(Task description) Filter the entries below, keeping only lines with "needs".

Saved data entries:
*** Block opens ***

PR #6840, opened 2024-02-23
Add benchmarks to CMake

cedricchevalier19:
Small PR that enables building `atomic`, `bytes_and_flops`, `gather` and `policy_performance` benchmarks when `Kokkos_ENABLE_BENCHMARKS` is set.

Small changes are:
- local includes use `"` instead of `<>` to avoid setting `-I.` ,
- renaming some local variables whose names where colliding with others or keyword,
- deleting unneeded function arguments to avoid warnings.


masterleinad (approved):

nmm0 (approved):
Looks good to me!

dalg24:
Seeing
```
fatal error: error in backend: Cannot select: 0x5555645ae330: i64,ch = stacksave 0x5555645ae1e0, core/src/OpenMPTarget/Kokkos_OpenMPTarget_ParallelFor_Team.hpp:150:11 @[ core/src/OpenMPTarget/Kokkos_OpenMPTarget_ParallelFor_Team.hpp:148:1 @[ core/src/OpenMPTarget/Kokkos_OpenMPTarget_ParallelFor_Team.hpp:144:5 ] ]
In function: __omp_offloading_30_4d9e13fa__ZNK6Kokkos4Impl11ParallelForIZN3RunIdLi1ELi1EE3runEiiiiiiiiEUlRKNS0_26OpenMPTargetExecTeamMemberEE_NS_10TeamPolicyIJEEENS_12Experimental12OpenMPTargetEE12execute_implIvEEvv_l144
clang++: error: clang frontend command failed with exit code 70 (use -v to see invocation)
clang version 17.0.3
Thread model: posix
InstalledDir: /opt/llvm/bin
[ 96%] Building CXX object algorithms/unit_tests/CMakeFiles/Kokkos_AlgorithmsUnitTest_StdSet_Team_H.dir/TestStdAlgorithmsTeamRemoveCopy.cpp.o
clang++: note: diagnostic msg: 
********************

PLEASE ATTACH THE FOLLOWING FILES TO THE BUG REPORT:
Preprocessed source(s) and associated run script(s) are located at:
clang++: note: diagnostic msg: /tmp/bench_double-691ca2.cpp
clang++: note: diagnostic msg: /tmp/bench_double-946f6a.cpp
clang++: note: diagnostic msg: /tmp/bench_double-691ca2.sh
clang++: note: diagnostic msg: 

********************
make[2]: *** [benchmarks/bytes_and_flops/CMakeFiles/Kokkos_bytes_and_flops.dir/build.make:76: benchmarks/bytes_and_flops/CMakeFiles/Kokkos_bytes_and_flops.dir/bench_double.cpp.o] Error 1
make[1]: *** [CMakeFiles/Makefile2:5285: benchmarks/bytes_and_flops/CMakeFiles/Kokkos_bytes_and_flops.dir/all] Error 2
```
in the OpenMPTarget build

rgayatri23:
@cedricchevalier19 - Can you provide me with your cmake configuration line, I have been using this command
```bash
cmake -DCMAKE_CXX_COMPILER=clang++ -DKokkos_ENABLE_OPENMPTARGET=ON -DCMAKE_BUILD_TYPE=RelWithDebugInfo -DKokkos_ARCH_AMPERE80=ON -DKokkos_ENABLE_BENCHMARKS=ON ../
```

And this leads to ICE even when disabling all benchmarks. I tested this with clang/16 and clang/17.0.6 on NVIDIA A100. 

Just wanted to see if there is any difference in the options used by you.

rgayatri23:
Ok I see what the issue is, any `debug` symbol leads to an ICE. This is something that has been noticed even earlier. So the `Release` version works fine except for 2 benchmarks. I am not able to push to your branch but here is the diff that should resolve the issue

```bash
diff --git a/benchmarks/CMakeLists.txt b/benchmarks/CMakeLists.txt
index 4faeb0a20..43f8ae808 100644
--- a/benchmarks/CMakeLists.txt
+++ b/benchmarks/CMakeLists.txt
@@ -1,7 +1,11 @@
 KOKKOS_ADD_BENCHMARK_DIRECTORIES(atomic)
-KOKKOS_ADD_BENCHMARK_DIRECTORIES(bytes_and_flops)
 KOKKOS_ADD_BENCHMARK_DIRECTORIES(gather)
 KOKKOS_ADD_BENCHMARK_DIRECTORIES(gups)
 KOKKOS_ADD_BENCHMARK_DIRECTORIES(launch_latency)
-KOKKOS_ADD_BENCHMARK_DIRECTORIES(policy_performance)
 KOKKOS_ADD_BENCHMARK_DIRECTORIES(stream)
+
+#FIXME_OPENMPTARGET - These two benchmarks cause ICE. Commenting them for now but a deeper analysis on the cause and a possible fix will follow.
+IF(NOT Kokkos_ENABLE_OPENMPTARGET)
+KOKKOS_ADD_BENCHMARK_DIRECTORIES(policy_performance)
+KOKKOS_ADD_BENCHMARK_DIRECTORIES(bytes_and_flops)
+ENDIF()
```

benchmarks/CMakeLists.txt
```diff
@@ -1,11 +1,22 @@
+if (Kokkos_ENABLE_OPENMPTARGET AND CMAKE_BUILD_TYPE!="Release" AND Kokkos_ENABLE_BENCHMARKS)
```
dalg24, line 1: > `CMAKE_BUILD_TYPE!="Release"`

I don't think that is valid cmake

benchmarks/CMakeLists.txt
```diff
@@ -1,11 +1,22 @@
...
+if (NOT Kokkos_ENABLE_OPENMPTARGET)
     KOKKOS_ADD_BENCHMARK_DIRECTORIES(policy_performance)
     KOKKOS_ADD_BENCHMARK_DIRECTORIES(bytes_and_flops)
-ENDIF()
\ No newline at end of file
+else ()
+    # FIXME_OPENMPTARGET - These two benchmarks cause ICE.
+    # Commenting them for now but a deeper analysis on the cause and a possible fix will follow.
+    if (Kokkos_ENABLE_BENCHMARKS)
+        message(WARNING "OpenMPTarget is enabled: disabling 2 benchmarks to avoid ICE.")
```
dalg24, line 20: I would't raise a warning for this.  I think the previous version was good enough.

benchmarks/CMakeLists.txt
```diff
@@ -1,11 +1,22 @@
...
+    endif ()
+endif ()
```
dalg24, line 22: Add an empty new line

benchmarks/CMakeLists.txt
cedricchevalier19: Ok, I revert the last commit, and rebase to have an updated SYCL test.

masterleinad (approved):

benchmarks/bytes_and_flops/bench_unroll_stride.hpp
```diff
@@ -87,25 +87,25 @@ struct Run<Scalar, UNROLL, STRIDE> {
                     C(n, i, 0) = a1;
 #endif
 #if (UNROLL == 2)
-                    C(n, i, 0) = a1 + a2;
+                    C(n, iter, 0) = a1 + a2;
```
dalg24, line 90: What about L87?
Also that does not look right to me.  It gives out-of-bounds accesses if the number of iterations exceeds the view extent in this dimension.  Also it changes the meaning of the code.

crtrott: yeah this all needs to stay `i` that said the rename of the shadowed variable is probably a good idea :-)

benchmarks/bytes_and_flops/main.cpp
```diff
@@ -86,7 +86,7 @@ int main(int argc, char* argv[]) {
     printf("D must be one of 1,2,4,8,16,32\n");
     return 0;
   }
-  if ((P < 1) && (P > 2)) {
+  if ((P < 1) || (P > 4)) {
```
crtrott, line 89: haha that condition above is funny :-)

crtrott (dismissed):
Yeah the change in the loop as Damien found is wrong - needs to be `i` other than that looks good.

benchmarks/bytes_and_flops/bench_unroll_stride.hpp
cedricchevalier19: Oups, very sorry but thank you for this good catch @dalg24.

dalg24:
Retest this please

dalg24:
Willing to ignore Clang+CUDA and OpenMPTarget builds that were interrupted and one of the HIP build that had (unrelated) runtime issues.

benchmarks/CMakeLists.txt
```diff
@@ -1,3 +1,12 @@
+#FIXME_OPENMPTARGET - compiling in debug mode causes ICE.
```
dalg24, line 1: @rgayatri23 do you want this to be guarded?

rgayatri23: Yeah that would be a good idea to protect it.

crtrott (approved):
I think this is ok without an extra guard. Will remind us that there is actually an issue.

*** Block closes ***

(Solution to this problem)
crtrott: yeah this all needs to stay `i` that said the rename of the shadowed variable is probably a good idea :-)
Yeah the change in the loop as Damien found is wrong - needs to be `i` other than that looks good.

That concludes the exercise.